- Work instructions:
Please repeat each entry. Match every word exactly.

[Dataset entries]
■ ■ ■ ■ ■ ■ ■

PR #1976, opened 2026-09-13
fix(tools): diff against HEAD so git_diff reports staged work

### LINKED ISSUE #1963: [Bug]: git_diff's default omits staged changes despite its description promising "staged + unstaged", returning an empty diff on a fully staged tree
### Duplicate check

(#614 touched `git_diff`, but only the `@sandboxed` fingerprint tuple — the maintainer note there explicitly says the tuple is never executed and the function body "correctly emits `["diff", "--cached"]`". This report is about the *body's default*, which #614 deliberately left alone. #1566 was about `workdir` resolution.)

### AgentOS version or commit

2026.9.13 (commit `1ba54f6f`)

### Area

Tools

### Reproduction steps

The tool description the model reads is `src/agentos/tools/builtin/git.py:157`:

```python
@tool(
    name="git_diff",
```

The body (`git.py:175-179`) runs plain `git diff`:

```python
    args = ["diff"]
    if staged:
        args.append("--cached")
```

`git diff` with no revision shows **only** the working tree against the index — staged work is invisible. `git diff --cached` shows **only** the index against HEAD. So neither the default nor `staged=True` produces the "staged + unstaged" view the description promises, and there is no argument combination that does.

Shell reproduction of exactly what the two branches run:

```console
$ git init -q . && printf 'one\n' > a.txt && git add a.txt && git commit -qm init
$ printf 'one\ntwo\n' > a.txt && printf 'new\n' > b.txt
$ git add a.txt b.txt                 # stage both
$ printf 'one\ntwo\nthree\n' > a.txt  # one more unstaged edit

$ git diff                            # git_diff()            -> default branch
diff --git a/a.txt b/a.txt
@@ -1,2 +1,3 @@
 one
 two
+three
                                      # b.txt missing entirely; a.txt's staged hunk missing

$ git diff --cached --stat            # git_diff(staged=True)  -> staged branch
 a.txt | 1 +
 b.txt | 1 +
 2 files changed, 2 insertions(+)
                                      # the unstaged "three" is missing

$ git diff HEAD --stat                # what the description actually describes
 a.txt | 2 ++
 b.txt | 1 +
 2 files changed, 3 insertions(+)
```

■ ■ ■ ■ ■ ■ ■

- Your solution:
PR #1976, opened 2026-09-13
fix(tools): diff against HEAD so git_diff reports staged work

### LINKED ISSUE #1963: [Bug]: git_diff's default omits staged changes despite its description promising "staged + unstaged", returning an empty diff on a fully staged tree
### Duplicate check

(#614 touched `git_diff`, but only the `@sandboxed` fingerprint tuple — the maintainer note there explicitly says the tuple is never executed and the function body "correctly emits `["diff", "--cached"]`". This report is about the *body's default*, which #614 deliberately left alone. #1566 was about `workdir` resolution.)

### AgentOS version or commit

2026.9.13 (commit `1ba54f6f`)

### Area

Tools

### Reproduction steps

The tool description the model reads is `src/agentos/tools/builtin/git.py:157`:

```python
@tool(
    name="git_diff",
```

The body (`git.py:175-179`) runs plain `git diff`:

```python
    args = ["diff"]
    if staged:
        args.append("--cached")
```

`git diff` with no revision shows **only** the working tree against the index — staged work is invisible. `git diff --cached` shows **only** the index against HEAD. So neither the default nor `staged=True` produces the "staged + unstaged" view the description promises, and there is no argument combination that does.

Shell reproduction of exactly what the two branches run:

```console
$ git init -q . && printf 'one\n' > a.txt && git add a.txt && git commit -qm init
$ printf 'one\ntwo\n' > a.txt && printf 'new\n' > b.txt
$ git add a.txt b.txt                 # stage both
$ printf 'one\ntwo\nthree\n' > a.txt  # one more unstaged edit

$ git diff                            # git_diff()            -> default branch
diff --git a/a.txt b/a.txt
@@ -1,2 +1,3 @@
 one
 two
+three
                                      # b.txt missing entirely; a.txt's staged hunk missing

$ git diff --cached --stat            # git_diff(staged=True)  -> staged branch
 a.txt | 1 +
 b.txt | 1 +
 2 files changed, 2 insertions(+)
                                      # the unstaged "three" is missing

$ git diff HEAD --stat                # what the description actually describes
 a.txt | 2 ++
 b.txt | 1 +
 2 files changed, 3 insertions(+)
```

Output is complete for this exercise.